First released at NIPS 2016, the current dataset has 1,010,916 unique real queries that were generated by sampling and anonymizing Bing usage logs. The dataset started off focusing on QnA but has since evolved to focus on any problem related to search. For task specifics please explore some of the tasks that have been built out of the dataset. If you think there is a relevant task we have missed please open an issue explaining your ideas?
For more information about Q&A
For more information about ReRanking
For more information about Keyphrase Extraction
For more information about End2End Ranking
For more information about Conversational Search
What is the difference between MSMARCO and other MRC datasets? We believe the advantages that are special to MSMARCO are:
- Real questions: All questions have been sample from real anonymized bing queries.
- Real Documents: Most Url's that we have source the passages from contain the full web documents. These can be used as extra contextual information to improve systems or be used to compete in our expert task.
- Human Generated Answers: All questions have an answer written by a human. If there was no answer in the passages the judge read they have written 'No Answer Present.'
- Human Generated Well-Formed: Some questions contain extra human evaluation to create well formed answers that could be used by intelligent agents like Cortana, Siri, Google Assistant, and Alexa.
- Dataset Size: At over 1 million queries the dataset is large enough to train the most complex systems and also sample the data for specific applications.
To Download the MSMARCO Dataset please navigate to msmarco.org and agree to our Terms and Conditions. If there is some data you think we are missing and would be useful please open an issue.
In an effort to produce a dataset that can continue to be challanging and rewarding we have broken down the MSMARCO dataset into tasks of varying difficulty.
Given a query q and a set of passages P = p1, p2, p3,... p10 a successful Machine Reading Comprehension system is expected to read and understand both the questions and passages.
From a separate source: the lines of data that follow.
Issue #3103, opened 2018-09-13
[cssom-1] Indicating when a style sheet is script-blocking is duplicated several times


domfarolino:
In the HTML Standard's [Interactions of styling and scripting](https://html.spec.whatwg.org/multipage/semantics.html#interactions-of-styling-and-scripting) section we have the definition of the "style sheet ready" flag for CSS style sheets. We also have a list of conditions which, if met, make a style sheet a [script-blocking](https://html.spec.whatwg.org/multipage/semantics.html#a-style-sheet-that-is-blocking-scripts) one. Not too long ago this section was reformatted, and another condition has [been added](https://github.com/whatwg/html/pull/2984).

The "style sheet ready" flag is seemingly never used or set, and we're going to change (and maybe rename?) this to be a flag that makes a style sheet that was previously script-blocking, no longer script-blocking. When searching around for usages of the flag, I noticed that some text at the bottom of both the [xml-stylesheet process instruction](https://drafts.csswg.org/cssom/#requirements-on-user-agents-implementing-the-xml-stylesheet-processing-instruction) and [`Link` header requirements](https://drafts.csswg.org/cssom/#requirements-on-user-agents-implementing-the-http-link-header) sections mention the conditions that make a style sheet a script-blocking one. This seems like normative information that is duplicated from the HTML Standard, and can easily get out of sync (like with the adding of more conditions as we've seen).

Would the editors accept a PR from me that replaces these paragraphs with something like a "Note" linking to the appropriate section in the HTML Standard so this logic might stay in one place?

/cc @emilio @annevk

annevk:
I think we'd need to make changes on both sides if we want to reuse HTML's definition. E.g., the xml-stylesheet processing instruction is not an element whereas HTML only talks about elements.

I do agree it makes sense though, especially as they are already out-of-sync.

emilio:
> Would the editors accept a PR from me that replaces these paragraphs with something like a "Note" linking to the appropriate section in the HTML Standard so this logic might stay in one place?

Please do! Otherwise let me know if you don't have the cycles and I'll do the edits myself. Thanks!

domfarolino:
@annevk I think I understand the changes you refer to on the HTML side, but could you clarify what changes would need made elsewhere? Are you saying we should add text in the CSSOM spec and wherever xml-stylesheet processing is that says, "In the context of a web page, these style sheets can be script-blocking [HTML], given the conditions defined in that standard" or something?

[...]

PR #8759, opened 2023-04-24
Remove duplicate script-blocking style sheet requirement

domfarolino:
Per https://github.com/w3c/csswg-drafts/issues/3103#issuecomment-421261334, this PR removes a reference to HTML's "script-blocking style sheet" concept from https://drafts.csswg.org/cssom/#requirements-on-user-agents-implementing-the-xml-stylesheet-processing-instruction.

PTAL @annevk. Btw do you have any opinions on what we should do about the same reference to the same term at the bottom of https://drafts.csswg.org/cssom/#requirements-on-user-agents-implementing-the-http-link-header? These days HTML defines the `Link` header processing model, and as per https://html.spec.whatwg.org/#table-link-relations we only support `preconnect` and `preload`, not what CSSOM-1 defines here (and this is noted by the section's "Note yet widely implemented" call-out). IMO it seems best to expand this PR to also remove (at the very least, scoped to this PR) that reference from that section and let HTML work it out if it chooses to.

### DIFF
--- a/cssom-1/Overview.bs
+++ b/cssom-1/Overview.bs
@@ -1549,7 +1549,6 @@ must be run:
      </ol>
    </ol>
  </ol>
-
 </div>
 
 ### Requirements on user agents Implementing the HTTP Link Header ### {#requirements-on-user-agents-implementing-the-http-link-header}
--- a/cssom-1/Overview.bs
+++ b/cssom-1/Overview.bs
@@ -71,6 +71,9 @@ urlPrefix: https://html.spec.whatwg.org/multipage/
     urlPrefix: semantics.html
         type: dfn
             text: a style sheet that is blocking scripts
+            text: contributes a script-blocking style sheet
+            for: Document
+                text: script-blocking style sheet set
 urlPrefix: https://dom.spec.whatwg.org/#concept-
     type: dfn
         text: dispatch; url: event-dispatch
@@ -1541,6 +1544,11 @@ must be run:
      </ol>
    </ol>
  </ol>
+
+If <var>node</var> <a>contributes a script-blocking style sheet</a>, then user agents must <a
+for=list>append</a> <var>node</var> to its <a>node document</a>'s <a for=Document>script-blocking
+style sheet set</a>.
+
 </div>
 
 ### Requirements on user agents Implementing the HTTP Link Header ### {#requirements-on-user-agents-implementing-the-http-link-header}
--- a/cssom-1/Overview.bs
+++ b/cssom-1/Overview.bs
@@ -1543,15 +1543,6 @@ must be run:
  </ol>
 </div>
 
-A style sheet referenced by an <a>xml-stylesheet processing instruction</a> using the rules in this section, in the context of
-the {{Document}} of an <a>XML parser</a> is said to be
-<a>a style sheet that is blocking scripts</a> if the <code>ProcessingInstruction</code>
-<a>node</a> was created by that {{Document}}'s parser, and the style sheet was
-enabled when the node was created by the parser, the last time the
-<a>event loop</a> reached step 1, the node was in that Document,
-and the user agent hasn't given up on loading that particular style sheet
-yet. A user agent may give up on such a style sheet at any time.
-
 ### Requirements on user agents Implementing the HTTP Link Header ### {#requirements-on-user-agents-implementing-the-http-link-header}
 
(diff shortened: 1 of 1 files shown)


annevk:
We cannot remove this text without equivalent text that `style` and `<link rel=stylesheet>` have (which also seems like it could be abstracted more, but I haven't delved into it too deeply):

> If element [contributes a script-blocking style sheet](https://html.spec.whatwg.org/#contributes-a-script-blocking-style-sheet), [append](https://infra.spec.whatwg.org/#set-append) element to its [node document](https://dom.spec.whatwg.org/#concept-node-document)'s [script-blocking style sheet set](https://html.spec.whatwg.org/#script-blocking-style-sheet-set).

I think the `Link` header part can be removed in its entirety. I would do that in a separate PR that references https://github.com/whatwg/html/issues/8741.

domfarolino:
Sure, that sounds good. Do you have a preference as to whether that text should be _inside_ the algorithm steps (I guess close to the end like in HTML) or as this spec had it, outside the algorithm in a normative block below?

domfarolino:
That sounds ideal. If it can happen outside of this PR (if that's what you're suggesting), then would you mind reviewing this for now? (I can't formally add anyone as a reviewer I guess...)

annevk:
As clarified via chat this is blocked on the new changes being pushed.

cssom-1/Overview.bs
```diff
@@ -71,6 +71,9 @@ urlPrefix: https://html.spec.whatwg.org/multipage/
     urlPrefix: semantics.html
         type: dfn
             text: a style sheet that is blocking scripts
```
domfarolino, line 73: This is still used by the `Link` section, so we can probably remove it once we address https://github.com/w3c/csswg-drafts/pull/8759#issuecomment-1523008142.

cssom-1/Overview.bs
```diff
@@ -1541,16 +1544,12 @@ must be run:
...
-<a>node</a> was created by that {{Document}}'s parser, and the style sheet was
-enabled when the node was created by the parser, the last time the
-<a>event loop</a> reached step 1, the node was in that Document,
-and the user agent hasn't given up on loading that particular style sheet
-yet. A user agent may give up on such a style sheet at any time.
+If <var>node</var> <a>contributes a script-blocking style sheet</a>, then user agents must <a
+for=list>append</a> <var>node</var> to its <a>node document</a>'s <a for=Document>script-blocking
+style sheet set</a>.
+
+</div>
```
domfarolino, line 1552: Wanted to keep this text inside the algorithm just so the variable highlighting works, but more comfortable following the structure of this spec _before_ this PR, where this text is outside the actual numbered steps.

annevk (approved):
This doesn't look great I'd say, but I guess it's an improvement.

domfarolino:
Yeah, I kinda agree. Mostly my priority here is closing out https://github.com/w3c/csswg-drafts/issues/3103 since it seems bad to have duplicate out-of-sync definitions of the same criteria for script-blocking-ness. Is there anything you'd prefer me to do in this PR to make this all more satisfiable? I guess it's probably better to modify the processing model directly to append the style sheet to the script-blocking style sheet set before we fetch, and the in the response handler remove it from the set etc., but I'm not sure if that matches what you think would be the ideal long-term state for all of this anyways given https://github.com/w3c/csswg-drafts/pull/8759#issuecomment-1531779996.

annevk:
Looking at everyone that invokes "create a CSS style sheet" it seems to me this could be added to "add a CSS style sheet" and removed from all the callers of "create a CSS style sheet".

Those algorithms could also use a lot of cleanup in terms of making their arguments more explicit. And not having this weird "environment encoding" callback setup.

Also, https://html.spec.whatwg.org/#contributes-a-script-blocking-style-sheet has to be cleaned up as it doesn't account for `<?xml-stylesheet?>` at the moment.

domfarolino:
I've added the check to "add a CSS style sheet". If you think this looks good I'll make PRs to HTML and https://w3c.github.io/webvtt/#ref-for-create-a-css-style-sheet to remove the reference to the "contributes ..." condition since it appears inside "add", which indeed is called by "create".

annevk (commented):
Yeah this looks okay.

emilio (approved):
Looks good, thanks!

Then, the system must accuratley decide if the passages provide addequate information to answer the query since not all queries have an answer. If there is not enough information, the system should response 'No Answer Present.'. If there is enough information the system should create a quality answer. The target of the answer a should be as close as possible to the human generated refrence answers RA= ra1,ra2,...,ram. Evaluation will be done using ROUGE-L, BLEU-1, and a F1 score computed by measuring how well a system can know to answer questions or not. Questions that have the do not have an answer will not be used to calculate ROUGE-L or BLEU-1.
Given a query q and a set of passages P = p1, p2, p3,... p10 a successful Machine Reading Comprehension system is expected to read and understand both the questions and passages. For this task all queries have an answer so systems do not need to understand No Answer Queries. Using the relevant passages a successful system should produce a candidate answer that should be as close as possible to the human generated well formed refrence answers RA= wfra1,wfra2,...,wfram. Evaluation will be done using ROUGE-L and BLEU-1.
Given a query q and a the 1000 most relevant passages P = p1, p2, p3,... p1000, as retrieved by BM25 a succeful system is expected to rerank the most relevant passage as high as possible. For this task not all 1000 relevant items have a human labeled relevant passage. Evaluation will be done using MRR
Given a query q and a corpus of passages P = p1, p2, p3,... pn, a succeful system is expected to provide 10 passages with the goal of providing the most relevant results. Evaluation will be done using MRR
Given a document D represented as text and cleanbody text a successful system is expected to provide 5 potential document keyphrases ranked by importance.
Given a sequence of queries Q = q1,...,qn-1 predict query qn
The first iteration of the MSMARCO dataset was 100,000 queries and ran from Dec 2016-March 2018. The full data can be found below Train, Dev, Eval, Evaluation Scripts
MS MARCO has been designed not as a dataset to be beat but an effort to establish a large community of researchers working on Machine Comprehension. If you have any thoughts on things we can do better, ideas for how to use datasets or general question please dont hesitate to [reach out and ask](mailto:[email protected]?subject=MS MARCO Feedback).
Daniel Campos, Microsoft ([email protected])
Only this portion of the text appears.